(Beginning of THE DATA)
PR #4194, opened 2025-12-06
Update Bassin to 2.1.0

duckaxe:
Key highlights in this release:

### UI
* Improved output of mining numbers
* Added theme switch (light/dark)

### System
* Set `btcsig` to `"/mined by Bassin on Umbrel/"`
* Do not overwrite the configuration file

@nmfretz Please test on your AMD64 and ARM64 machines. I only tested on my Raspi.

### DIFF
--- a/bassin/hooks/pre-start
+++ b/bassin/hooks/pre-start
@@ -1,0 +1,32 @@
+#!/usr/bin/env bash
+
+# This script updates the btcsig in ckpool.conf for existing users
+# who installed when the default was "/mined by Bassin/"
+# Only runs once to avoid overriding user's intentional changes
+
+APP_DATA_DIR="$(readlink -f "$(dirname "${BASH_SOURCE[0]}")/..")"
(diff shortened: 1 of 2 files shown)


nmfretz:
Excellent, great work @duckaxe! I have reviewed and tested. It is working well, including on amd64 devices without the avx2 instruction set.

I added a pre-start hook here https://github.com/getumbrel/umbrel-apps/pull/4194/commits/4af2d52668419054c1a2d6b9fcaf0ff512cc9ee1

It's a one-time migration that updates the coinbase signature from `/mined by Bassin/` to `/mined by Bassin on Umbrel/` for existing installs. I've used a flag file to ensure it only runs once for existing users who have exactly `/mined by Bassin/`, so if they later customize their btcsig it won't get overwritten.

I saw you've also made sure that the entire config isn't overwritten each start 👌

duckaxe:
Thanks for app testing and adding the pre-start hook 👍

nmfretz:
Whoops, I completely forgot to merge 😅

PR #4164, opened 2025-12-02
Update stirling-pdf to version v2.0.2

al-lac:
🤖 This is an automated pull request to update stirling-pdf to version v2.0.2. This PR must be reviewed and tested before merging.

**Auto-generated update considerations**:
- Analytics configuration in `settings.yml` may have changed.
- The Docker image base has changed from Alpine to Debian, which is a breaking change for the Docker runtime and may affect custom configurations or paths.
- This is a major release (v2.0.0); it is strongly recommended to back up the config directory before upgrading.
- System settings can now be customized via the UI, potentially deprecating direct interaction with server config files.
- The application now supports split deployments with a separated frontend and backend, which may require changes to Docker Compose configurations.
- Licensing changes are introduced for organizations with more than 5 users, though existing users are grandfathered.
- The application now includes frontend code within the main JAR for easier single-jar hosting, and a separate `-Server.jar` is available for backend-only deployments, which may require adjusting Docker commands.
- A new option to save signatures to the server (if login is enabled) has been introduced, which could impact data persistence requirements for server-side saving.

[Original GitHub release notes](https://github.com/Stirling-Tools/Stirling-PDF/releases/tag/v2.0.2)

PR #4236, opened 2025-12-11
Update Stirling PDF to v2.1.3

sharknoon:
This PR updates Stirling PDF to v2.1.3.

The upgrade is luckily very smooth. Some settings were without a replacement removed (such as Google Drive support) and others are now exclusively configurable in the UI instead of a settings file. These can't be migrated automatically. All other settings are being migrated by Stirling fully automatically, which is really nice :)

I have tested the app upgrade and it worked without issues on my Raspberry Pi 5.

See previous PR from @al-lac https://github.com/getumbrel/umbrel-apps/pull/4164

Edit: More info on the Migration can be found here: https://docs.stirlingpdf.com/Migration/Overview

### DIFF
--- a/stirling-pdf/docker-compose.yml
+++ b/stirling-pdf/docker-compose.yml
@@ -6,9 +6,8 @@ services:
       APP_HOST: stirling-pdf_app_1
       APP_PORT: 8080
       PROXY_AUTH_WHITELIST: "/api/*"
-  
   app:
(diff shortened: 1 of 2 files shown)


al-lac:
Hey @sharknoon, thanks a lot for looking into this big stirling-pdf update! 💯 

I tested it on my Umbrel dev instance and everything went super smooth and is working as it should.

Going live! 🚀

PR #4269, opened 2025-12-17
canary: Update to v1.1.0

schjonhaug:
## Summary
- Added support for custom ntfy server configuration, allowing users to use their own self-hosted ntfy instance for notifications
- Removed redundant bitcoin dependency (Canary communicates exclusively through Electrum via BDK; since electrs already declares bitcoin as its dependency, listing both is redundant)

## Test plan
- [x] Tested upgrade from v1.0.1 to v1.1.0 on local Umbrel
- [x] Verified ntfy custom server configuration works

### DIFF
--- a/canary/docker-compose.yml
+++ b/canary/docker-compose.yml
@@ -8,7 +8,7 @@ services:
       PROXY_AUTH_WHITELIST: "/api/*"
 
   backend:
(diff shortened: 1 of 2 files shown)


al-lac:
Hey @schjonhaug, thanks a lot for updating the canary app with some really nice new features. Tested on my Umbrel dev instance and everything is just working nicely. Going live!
(End of THE DATA)
Every record must be output again with its wording unchanged.

» PROBLEM SOLUTION
PR #4194, opened 2025-12-06
Update Bassin to 2.1.0

duckaxe:
Key highlights in this release:

### UI
* Improved output of mining numbers
* Added theme switch (light/dark)

### System
* Set `btcsig` to `"/mined by Bassin on Umbrel/"`
* Do not overwrite the configuration file

@nmfretz Please test on your AMD64 and ARM64 machines. I only tested on my Raspi.

### DIFF
--- a/bassin/hooks/pre-start
+++ b/bassin/hooks/pre-start
@@ -1,0 +1,32 @@
+#!/usr/bin/env bash
+
+# This script updates the btcsig in ckpool.conf for existing users
+# who installed when the default was "/mined by Bassin/"
+# Only runs once to avoid overriding user's intentional changes
+
+APP_DATA_DIR="$(readlink -f "$(dirname "${BASH_SOURCE[0]}")/..")"
(diff shortened: 1 of 2 files shown)


nmfretz:
Excellent, great work @duckaxe! I have reviewed and tested. It is working well, including on amd64 devices without the avx2 instruction set.

I added a pre-start hook here https://github.com/getumbrel/umbrel-apps/pull/4194/commits/4af2d52668419054c1a2d6b9fcaf0ff512cc9ee1

It's a one-time migration that updates the coinbase signature from `/mined by Bassin/` to `/mined by Bassin on Umbrel/` for existing installs. I've used a flag file to ensure it only runs once for existing users who have exactly `/mined by Bassin/`, so if they later customize their btcsig it won't get overwritten.

I saw you've also made sure that the entire config isn't overwritten each start 👌

duckaxe:
Thanks for app testing and adding the pre-start hook 👍

nmfretz:
Whoops, I completely forgot to merge 😅

PR #4164, opened 2025-12-02
Update stirling-pdf to version v2.0.2

al-lac:
🤖 This is an automated pull request to update stirling-pdf to version v2.0.2. This PR must be reviewed and tested before merging.

**Auto-generated update considerations**:
- Analytics configuration in `settings.yml` may have changed.
- The Docker image base has changed from Alpine to Debian, which is a breaking change for the Docker runtime and may affect custom configurations or paths.
- This is a major release (v2.0.0); it is strongly recommended to back up the config directory before upgrading.
- System settings can now be customized via the UI, potentially deprecating direct interaction with server config files.
- The application now supports split deployments with a separated frontend and backend, which may require changes to Docker Compose configurations.
- Licensing changes are introduced for organizations with more than 5 users, though existing users are grandfathered.
- The application now includes frontend code within the main JAR for easier single-jar hosting, and a separate `-Server.jar` is available for backend-only deployments, which may require adjusting Docker commands.
- A new option to save signatures to the server (if login is enabled) has been introduced, which could impact data persistence requirements for server-side saving.

[Original GitHub release notes](https://github.com/Stirling-Tools/Stirling-PDF/releases/tag/v2.0.2)

PR #4236, opened 2025-12-11
Update Stirling PDF to v2.1.3

sharknoon:
This PR updates Stirling PDF to v2.1.3.

The upgrade is luckily very smooth. Some settings were without a replacement removed (such as Google Drive support) and others are now exclusively configurable in the UI instead of a settings file. These can't be migrated automatically. All other settings are being migrated by Stirling fully automatically, which is really nice :)

I have tested the app upgrade and it worked without issues on my Raspberry Pi 5.

See previous PR from @al-lac https://github.com/getumbrel/umbrel-apps/pull/4164

Edit: More info on the Migration can be found here: https://docs.stirlingpdf.com/Migration/Overview

### DIFF
--- a/stirling-pdf/docker-compose.yml
+++ b/stirling-pdf/docker-compose.yml
@@ -6,9 +6,8 @@ services:
       APP_HOST: stirling-pdf_app_1
       APP_PORT: 8080
       PROXY_AUTH_WHITELIST: "/api/*"
-  
   app:
(diff shortened: 1 of 2 files shown)


al-lac:
Hey @sharknoon, thanks a lot for looking into this big stirling-pdf update! 💯 

I tested it on my Umbrel dev instance and everything went super smooth and is working as it should.

Going live! 🚀

PR #4269, opened 2025-12-17
canary: Update to v1.1.0

schjonhaug:
## Summary
- Added support for custom ntfy server configuration, allowing users to use their own self-hosted ntfy instance for notifications
- Removed redundant bitcoin dependency (Canary communicates exclusively through Electrum via BDK; since electrs already declares bitcoin as its dependency, listing both is redundant)

## Test plan
- [x] Tested upgrade from v1.0.1 to v1.1.0 on local Umbrel
- [x] Verified ntfy custom server configuration works

### DIFF
--- a/canary/docker-compose.yml
+++ b/canary/docker-compose.yml
@@ -8,7 +8,7 @@ services:
       PROXY_AUTH_WHITELIST: "/api/*"
 
   backend:
(diff shortened: 1 of 2 files shown)


al-lac:
Hey @schjonhaug, thanks a lot for updating the canary app with some really nice new features. Tested on my Umbrel dev instance and everything is just working nicely. Going live!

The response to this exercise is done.